• **Work to be completed**: State how many lines in the entries below contain "authResult". Write nothing but the number.

╭─ Data for the task

PR #376, opened 2017-03-30
GDrive Implementation

nbey:


php-classes/Slate/CBL/Tasks/Attachments/GoogleDocument.php
```diff
@@ -2,16 +2,33 @@
...
 namespace Slate\CBL\Tasks\Attachments;
 
-class GoogleDocument extends AbstractTaskAttachment
+class GoogleDocument extends Link
 {
     public static $fields = [
-        'ExternalID'
+        'FileID' => 'uint',
+        'RevisionID',
+        'Share' => [
```
themightychris: @nbey rename this to `ShareMethod`

php-classes/Slate/CBL/Tasks/Attachments/GoogleDocument.php
```diff
@@ -2,16 +2,33 @@
 
 namespace Slate\CBL\Tasks\Attachments;
 
-class GoogleDocument extends AbstractTaskAttachment
+class GoogleDocument extends Link
```
themightychris: @nbey why should this extend link? A google drive file doesn't have a URL field to store distinctly from its ID. It seems to me that it should continue extending `AbstractTaskAttachment`

themightychris: @nbey also, this class should be renamed to `GoogleDriveFile`

php-classes/Slate/CBL/Tasks/Attachments/GoogleDocument.php
```diff
@@ -2,16 +2,33 @@
...
+        'RevisionID' => [
             'validator' => 'string',
             'required' => true
         ]
     ];
+
+    public static $relationships = [
+        'File' => [
+            'type' => 'one-one',
+            'class' => \Google\File::class
```
themightychris: @nbey let's call this class `\Google\DriveFile`

php-classes/Google/API.php
```diff
@@ -0,0 +1,157 @@
...
+                'Content-Type: application/x-www-form-urlencoded'
+            ],
+            'post' => http_build_query([
+                'assertion' => JWT::encode($assertion, static::$privateKey, 'RS256'),
+                'grant_type' => 'urn:ietf:params:oauth:grant-type:jwt-bearer'
+            ])
+        ]);
+
+        if (empty($response['access_token'])) {
+            \Debug::dumpVar($response, false, 'api response');
```
themightychris: @nbey remove this

php-classes/Google/File.php
```diff
@@ -0,0 +1,84 @@
...
+    public static $fields = [
+        'ExternalIdentifier',
+        'OwnerEmail',
+        'Title',
+        'Type',
+        'Status' => [
+            'values' => ['normal', 'trashed', 'deleted'],
+            'default' => 'normal'
+        ],
+        'ParentDocumentIdentifier' => [
```
themightychris: @nbey rename to `ParentDriveID`

php-classes/Google/File.php
```diff
@@ -0,0 +1,84 @@
...
+{
+    public static $tableName = 'google_files';
+
+    public static $singularNoun = 'google file';
+    public static $pluralNoun = 'google files';
+
+    public $details;
+
+    public static $fields = [
+        'ExternalIdentifier',
```
themightychris: @nbey rename to `DriveID`

themightychris: @nbey add `'unique' => true` option

sencha-workspace/packages/slate-cbl/src/model/tasks/Attachment.js
```diff
@@ -13,46 +13,60 @@ Ext.define('Slate.cbl.model.tasks.Attachment', {
...
-            name: "ExternalID",
-            type: "string",
+            name: 'ExternalID',
+            type: 'string',
             allowNull: true
         },
         {
-            name: "URL",
-            type: "string",
+            name: 'RevisionID',
```
themightychris: @nbey exclude the RevisionID field from client-side models

sencha-workspace/packages/slate-cbl/src/view/AttachmentsList.js
```diff
@@ -82,31 +82,46 @@ Ext.define('Slate.cbl.view.AttachmentsList', {
...
                         },
-                        items: [
-                            {
-                                text: 'View Only',
-                                checked: true
+                        items: [{
+                            items: [{
+                                boxLabel: 'View Only',
+                                inputValue: 'view-only',
+                                checked: Boolean(record.get('Share') == 'view-only')
```
themightychris: @nbey did some linter make you use this explicit cast? `==` should always return boolean inherently

themightychris (changes requested):

sencha-workspace/SlateTasksTeacher/app/controller/Dashboard.js
```diff
@@ -458,8 +468,276 @@ Ext.define('SlateTasksTeacher.controller.Dashboard', {
...
+        }
+        // check for google token in cookies
+        gapi.load('auth:picker:client', {
+            callback: function() {
+                // TODO: check if token is any good
+                if (token) {
+                    return me.doOpenFilePicker(token);
+                }
+
+                me.doGoogleAuthentication();
```
themightychris: @nbey doOpenFilePicker should get passed as a callback to this method rather than being hard-coded into the chain of functions that follows authentication

We're going to want to break out all these functions to a sharable singleton class in the slate-cbl package so that other UIs (like the student submission UI we'll implement by the end of this project) can use the same code. Think about how to implement a clean, resuable set of methods there that could be called from here and chained together here through callback parameters

sencha-workspace/SlateTasksTeacher/app/controller/Dashboard.js
```diff
@@ -458,8 +468,276 @@ Ext.define('SlateTasksTeacher.controller.Dashboard', {
...
+        };
+
+        // confirm authentication is within google apps domain
+        gapi.client.request({
+            path: '/drive/v3/about',
+            params: {
+                fields: 'user'
+            }
+        }).
+        then(_verifyUserIsWithinDomain);
```
themightychris: @nbey inline the function instead of storing it in a variable to keep things easier to follow unless there are multiple paths to that function that necessitate making it reusable

sencha-workspace/SlateTasksTeacher/app/controller/Dashboard.js
```diff
@@ -458,8 +468,276 @@ Ext.define('SlateTasksTeacher.controller.Dashboard', {
...
+            gapi.client.request({
+                path: '/drive/v3/files/'+doc[google.picker.Document.ID]+'/permissions',
+                method: 'GET',
+                params: {
+                    'access_token': googleAppsToken
+                }
+            }).
+            then(_getGoogleFileOwner).
+            then(_getGoogleFileOwnerEmail).
+            then(_doVerifyGoogleFileOwner);
```
themightychris: @nbey again, inline functions if they're not being reused so we can see all the code in sequence

themightychris (changes requested):

sencha-workspace/SlateTasksTeacher/app/controller/Dashboard.js
```diff
@@ -458,8 +468,276 @@ Ext.define('SlateTasksTeacher.controller.Dashboard', {
...
+        _userIsNotWithinDomain = function(errorMessage) {
+            Ext.Msg.alert('Error', errorMessage);
+            return;
+        };
+
+        _verifyUserIsWithinDomain = function(response) {
+            console.info('loaded user', response.result);
+
+            if (!response.result || !response.result.user || !response.result.user.emailAddress.match(googleAppsEmailRegex)) {
+                return _userIsNotWithinDomain('Account must be under the correct domain. ' + googleAppsDomain);
```
themightychris: @nbey reformat this message so it reads `'Please sign in with an account under slatedemo.com'`

themightychris: @nbey after this dialog is shown, clicking "attachment" again jumps right back to it without letting the user sign in again. See if there is a client api call you can make to "deauth" the user from the current js api session, ideally without signing them out of google. If you reload the page you can pick an account again so there should be a call in the js API to achieve the same thing

sencha-workspace/SlateTasksTeacher/app/controller/Dashboard.js
```diff
@@ -458,8 +468,276 @@ Ext.define('SlateTasksTeacher.controller.Dashboard', {
...
+                // return false;
+            }
+
+            tokenExpiration = new Date(authResult.expires_at * 1000);
+
+            Ext.util.Cookies.set('googleAppsToken', authResult.access_token, tokenExpiration, '/');
+            Ext.util.Cookies.set('googleAppsPermissionId', response.result.user.permissionId, tokenExpiration, '/');
```
themightychris: @nbey I don't think we should store the permissionId in a cookie, only the token. If the user comes back with a token, we should hit whatever API provides us the permissionId first to both verify that the token is valid and re-obtain the permission id for the current page load

themightychris (changes requested):

sencha-workspace/SlateTasksTeacher/app/controller/Dashboard.js
themightychris: looks like reloading the page doesn't reset it either, we need to find a js api call we can make to reset auth, ideally without logging out the user's session

php-classes/Google/DriveFile.php
```diff
@@ -0,0 +1,108 @@
+<?php
+
+namespace Google;
+
+use \Slate\CBL\Tasks\Attachments\GoogleDriveFile;
+use \Slate\CBL\Tasks\Task;
+use \Slate\CBL\Tasks\StudentTask;
```
themightychris: @nbey code in the `Google` namespace should not be relying on code in the `Slate` namespace. Any `Slate`-dependent code should be in the `Slate` namespace. It doesn't look like any of these are actually used in this file anyway.

Also, `use` statements don't need to start with `\`, they are inherently absolute.

php-classes/Google/DriveFile.php
```diff
@@ -0,0 +1,108 @@
...
+                $details = $File->getGoogleFileDetails();
+                $File->Title = $File->details['name'];
+            }
+        } catch (\Exception $e) {
+            $valiadtor->addError('Title', 'Title is missing or invalid.');
+        }
+
+        if (!\Validators::string($File->Title)) {
+            $validator->addError('Title', 'Title is missing or invalid.');
+        }
```
themightychris: @nbey put `Validators`, `Exception`, and `RecordValidator` in `use` statements at the top and drop the leading `\` throughout the class body.

php-classes/Google/DriveFile.php
```diff
@@ -0,0 +1,108 @@
...
+        } catch (\Exception $e) {
+            $valiadtor->addError('Type', 'Type is missing or invalid.');
+        }
+
+        if (!\Validators::string($File->Type)) {
+            $validator->addError('Type', 'Type is missing or invalid.');
+        }
+    }
+
+    public static function validateTitle(\RecordValidator $validator, \Google\DriveFile $File)
```
themightychris: @nbey `DriveFile` can be referenced just as `DriveFile` since it's in the same namespace. Further I think you could just use `self` or `static` here

themightychris (changes requested):

php-classes/Slate/CBL/Tasks/TasksRequestHandler.php
```diff
@@ -377,7 +377,7 @@ public static function updateGoogleFilePermissions(Task $Record)
                                 'File' => $DriveFile,
                                 'Context' => $StudentTask,
                                 'ParentAttachment' => $attachment,
-                                'RevisionID' => 1
+                                'FileRevisionID' => 1
```
themightychris: @nbey do we not have access to the actual revision ID? Does `1` pass string validation?

php-classes/Google/Drive/UserChangeMonitorRequestHandler.php
```diff
@@ -0,0 +1,163 @@
...
+                if (substr($name, 0, 5) == 'HTTP_') {
+                    $headers[str_replace(' ', '-', ucwords(strtolower(str_replace('_', ' ', substr($name, 5)))))] = $value;
+                }
+            }
+            return $headers;
+        }
+        $requestHeaders = getallheaders();
+
+        $channelId = $requestHeaders['X-Goog-Channel-Id'];
+        $resourceState = $requestHeaders['X-Goog-Resource-State'];
```
themightychris: @nbey why all this reformatting of all the headers instead of just
```
$channelId = $_SERVER['HTTP_X_GOOGL_CHANNEL_ID'];
$resourceState = $_SERVER['HTTP_X_GOOG_RESOURCE_STATE'];
```

php-classes/Slate/CBL/Tasks/StudentTasksRequestHandler.php
```diff
@@ -162,75 +165,46 @@ public static function handleStudentTaskSubmissionRequest()
...
-            $originalAttachments = $Record->Attachments;
-            $originalAttachmentIds = array_map(function($s) {
-                return $s->ID;
-            }, $originalAttachments);
 
-            $failed = [];
-            $attachmentIds = [];
-            $attachments = [];
-            $defaultAttachmentClass = AbstractTaskAttachment::$defaultClass;
+        $defaultAttachmentClass = AbstractTaskAttachment::class;
```
themightychris: @nbey `AbstractTaskAttachment` isn't actually declared as an `abstract` class (although it should be or should be named something else). If it really is an abstract class, we can't have an instance of it, and so it shouldn't be a default. An attachment without class=Link or class=GoogleDriveFile is invalid and should generate a validation error or exception, and the abstract class should be actually declared as such so that any attempt to instantiate one generates a proper error instead of just silent weirdness

php-classes/Slate/CBL/Tasks/StudentTasksRequestHandler.php
```diff
@@ -162,75 +165,46 @@ public static function handleStudentTaskSubmissionRequest()
...
-
-            foreach ($newSkillIds as $newSkill) {
-                if (!$taskSkill = TaskSkill::getByWhere(['TaskID' => $Record->Task->ID, 'SkillID' => $newSkill])) { // check if skill is attached to related task first
-                    StudentTaskSkill::create([
-                        'StudentTaskID' => $Record->ID,
-                        'SkillID' => $newSkill
-                    ], true);
+                if ($Attachment instanceof Attachments\GoogleDriveFile) {
+                    if (!$Attachment->File) {
+                        if (!$File = \Google\DriveFile::getByWhere(['DriveID' => $attachmentData['File']['DriveID']])) {
```
themightychris: @nbey `getByField` would be more appropriate here and get to benefit from caching

themightychris (changes requested):

php-classes/Slate/CBL/Tasks/TasksRequestHandler.php
```diff
@@ -163,11 +164,74 @@ public static function handleTaskAssigneesRequest(ActiveRecord $Record)
...
+            $Record->Attachments = $attachments;
+        }
+        // update student tasks
+        if (isset($requestData['Assignees'])) {
+            $studentTasks = [];
+            foreach ($requestData['Assignees'] as $assigneeId) {
+                if (!$StudentTask = StudentTask::getByWhere(['StudentID' => $assigneeId, 'TaskID' => $Record->ID])) {
+                    $StudentTask = StudentTask::create([
+                        'StudentID' => $assigneeId,
+                        'SectionID' => $_GET['SectionID'],
```
themightychris: @nbey Why does this need to come in through the side as a GET param? If it's part of the record it should come in from `$requestData` with the record's other fields. If it's part of the saved record, it seems like the client code could just as easily declare it as a model field and set it before calling `record.save()` as easily as attaching custom request-level params to the save operation?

╰─

• **Answer**: 2